Portugal passes another austerity budget

Anti-austerity protesters outside the Portuguese parliament in Lisbon Protesters amassing outside the parliament building for the budget vote called the government "thieves"

The parliament of recession-struck Portugal has passed a budget promising another year of austerity measures.

The coalition government ensured enough discipline to muster a majority despite every opposition party voting against.

The budget, which includes the biggest tax rises in the country's recent history, was opposed by thousands of protesters surrounding the parliament.

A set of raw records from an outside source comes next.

PR #344, opened 2019-09-26
Add adjoints for Matrix and Vector

sethaxen:


willtebbutt:
LGTM

MikeInnes:
Could we generalise this and just define `Array{T,N}(x)`? Or perhaps even `AbstractArray{T,N}(x)`?

sdaxen:
I tried this but it didn't work:

```julia
@adjoint Array{T,N}(xs::AbstractArray) where {T,N} = Array{T,N}(xs), ȳ -> (ȳ,)
@adjoint Array{T,N}(xs::Array) where {T,N} = Array{T,N}(xs), ȳ -> (ȳ,)
```

e.g. failure is with `Matrix(::Symmetric)`, since that function mutates:
```julia
julia> using LinearAlgebra, Random
julia> x = Symmetric(randn(3,3));
julia> y, back = Zygote.pullback(Matrix, x)
([-2.5235116023603847 1.5236150792716827 -0.45236176055356603; 1.5236150792716827 0.1624223088079216 0.8004997059735403; -0.45236176055356603 0.8004997059735403 -0.14280628662031883], getfield(Zygote, Symbol("##32#33")){typeof(∂(Array{T,2} where T))}(∂(Array{T,2} where T)))
julia> ȳ = randn(3,3);
julia> back(ȳ)
ERROR: Mutating arrays is not supported
Stacktrace:
 [1] (::getfield(Zygote, Symbol("##834#835")))(::Nothing) at /Users/saxen/projects/Zygote.jl/src/lib/array.jl:38
 [2] (::getfield(Zygote, Symbol("##2163#back#836")){getfield(Zygote, Symbol("##834#835"))})(::Nothing) at /Users/saxen/.julia/packages/ZygoteRules/Mmoki/src/adjoint.jl:49
 [3] Type at /Users/sabae/buildbot/worker/package_macos64/build/usr/share/julia/stdlib/v1.2/LinearAlgebra/src/symmetric.jl:257 [inlined]
 [4] (::typeof(∂(Array{T,2} where T)))(::Array{Float64,2}) at /Users/saxen/projects/Zygote.jl/src/compiler/interface2.jl:0
 [5] (::getfield(Zygote, Symbol("##32#33")){typeof(∂(Array{T,2} where T))})(::Array{Float64,2}) at /Users/saxen/projects/Zygote.jl/src/compiler/interface.jl:38
```

sdaxen:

The government wants to cut its deficit from 5% of economic output this year to 4.5% next - as required by its bailout.

Portugal's economy is projected to shrink 3% this year, after contracting 1.7% in 2011, but the government hopes the recession will moderate to a 1% decline next year.

However, some economists consider this growth forecast optimistic, and the Organisation for Economic Co-operation and Development on Tuesday predicted a 1.8% contraction.

A significantly sharper recession could see the government making no inroads in its deficit, despite the austerity measures contained in its latest budget.

The government also expects unemployment to rise from 15.7% to 16.4% of the workforce over the coming year.

'Enormous' tax cuts

Because of the recession, tax revenues in the current financial year have already fallen short of government targets, necessitating the higher tax rates in the new budget.

Antonio Jose Seguro, leader of the opposition Socialist party, dubbed the tax rises a "fiscal nuclear bomb for Portugal".

The measures in the budget include:

  • a rise in the standard income tax rate from 24.5% to 28.5%
  • a rise in the top rate from 46.5% to 48%, plus a special 2.5% "social solidarity" tax
  • a lowering of the threshold for the top rate from 153,300 euros (£123,700; $198,200) to 80,000 euros (£65,000; $104,000)
  • an additional 3.5% surcharge on all incomes in 2013

The tax rises are equivalent to more than a month's wages for most Portuguese workers, and aim to increase government revenues by 30%.

Finance Minister Vitor Gaspar conceded that the tax rises were "enormous", but also called them "another determined step toward recovery".

Meanwhile, spending is also being cut by 2.7bn euros.

Last year the Socialists agreed to abstain on what was also a contentious austerity budget vote.

It was a previous Socialist government that originally turned to the eurozone and International Monetary Fund in 2011 for a bailout, under the terms of which Portugal must get its overspending back under control.

Portugal has already received 61bn euros of its total 78bn-euro bailout.